Lectures on Quantum Mechanics, StevenWeinberg, Cambridge U. Press, New York, 2013. $75.00 (358 pp.). ISBN: 978-1-107-02872-2

Steven Weinberg, a Nobel laureate for his contributions to the standard model of elementary particles, has a well-deserved reputation as a writer who draws on great depths of physical insight to produce exceptionally clear prose. Until now, his books have been intended either for a general or advanced audience. For general readers, his books include The First Three Minutes: A Modern View of the Origin of the Universe (Basic Books, 1977) and Lake Views: This World and the Universe (Harvard University Press, 2010). For advanced readers, he has written Gravitation and Cosmology (Wiley, 1972), the three-volume Quantum Theory of Fields (Cambridge University Press, 2000), and Cosmology (Oxford University Press, 2008).
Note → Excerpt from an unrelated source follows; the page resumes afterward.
PR #2301, opened 2026-06-27
libc: Add strfromd, strfromf, and strfroml per C23

kfv:
`strfromd()`, `strfromf()`, `strfroml()` are thin wrappers over `snprintf()`, which  precisely what the C23 spec says they should be. Jens Gustedt's [reference implementation](https://www.openwall.com/lists/musl/2023/05/31/28), LLVM libc, and glibc all grow their own format-string parsers and invoke internal float converters directly, hence skipping `vfprintf` for a somewhat small but positive overhead gain. To my understanding, we don't expose `gdtoa` or `__ldtoa` as internal APIs and they are tightly woven into vfprintf alongside flag handling, padding, locale, output-buffer protocol etc. Reimplementing that surrounding logic would be an overkill, and any divergence from `vfprintf`'s behaviour such as NaN payloads, rounding edge cases, locale decimal points et al would possibly become a silent conformance bug. Therefore, delegating to `snprintf` means every future correctness or improvements therein is inherited automatically.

Weinberg now turns his attention to a core subject in physics with Lectures on Quantum Mechanics, a text based on a year-long course he has taught to first-year graduate students. The book begins with a 27-page “Historical Introduction” that concisely and elegantly summarizes the development of quantum physics, including an explication of Werner Heisenberg’s matrix mechanics and its equivalence to Erwin Schrödinger’s wave mechanics. We also find some little-known historical tidbits, such as who coined the word “photon.”

The detailed discussion of quantum mechanics then begins with the Schrödinger equation for a particle in a central potential. Even in such well-worn territory, Weinberg finds interesting twists. For example, he neatly shows how the separability of the wavefunction follows directly from rotational symmetry. He also comments on how the energy levels of different atoms influence the cooling rates of astrophysical gases. This pattern of detailed mathematical exposition enlivened by examples—sometimes surprising ones—of physical phenomena continues throughout the book and is one of its chief merits.

Next, Weinberg introduces the mathematical machinery of state vectors, Hilbert space, observables, and transition amplitudes, with an emphasis on the role of symmetries. Strikingly, though, Paul Dirac’s bra–ket notation is eschewed almost entirely, because, as Weinberg explains in the preface, “for some purposes it is awkward.” That may be so, but given its ubiquity in the physics literature, it is disappointing that students will get so little exposure to it in this book.

Both students and experts will be particularly interested in the section “Interpretations of Quantum Mechanics,” which discusses the Copenhagen, many-worlds, and decoherent-histories interpretations in some detail. Weinberg’s striking conclusion, which he admits is “not universally shared,” is that “today there is no interpretation of quantum mechanics that does not have serious flaws.” That will no doubt provoke further debate, and the section is a good primer for those who would like to follow future developments.

From here, the book moves on to material that is mostly standard for a graduate-level course. But Weinberg presents it with a high level of rigor and clarity and with numerous discussions of related physics not always found in other textbooks: for example, magic numbers in nuclei, how the parity of the pion was determined, and the existence of both left- and right-handed sugars as an example of symmetry breaking. He also gives a complete treatment of the quantization of the electromagnetic field using Dirac’s formalism for constrained systems. Calculations of radiative transition rates in atoms then take us back to the phenomena that originally prompted the development of quantum mechanics. The book concludes with a chapter on “Entanglement” that contains derivations of several forms of the Bell inequalities and an all-too-brief discussion of quantum computing.

In the 24 October 2002 New York Review of Books, Weinberg wrote of the tension between “cultures of the image and cultures of the word.” He declared, “I am an unreconstructed believer in the importance of the word, or its mathematical analogue, the equation.” This book clearly reflects that belief, as it contains not a single figure: There are no pictures, diagrams, plots, or graphs of any kind. Furthermore, Weinberg is completely comfortable with dense notation and expects that his readers will be as well: In the chapter “General Scattering Theory,” we encounter an S-matrix element labeled with 14 subscripts. These aspects of the book, along with a relatively modest set of end-of-chapter problems, may temper its appeal as a primary textbook, especially for students with limited preparation.

Overall, Lectures on Quantum Mechanics must be considered among the very best books on the subject for those who have had a good undergraduate introduction. The integration of clearly explained formalism with cogent physical examples is masterful, and the depth of knowledge and insight that Weinberg shares with readers is compelling.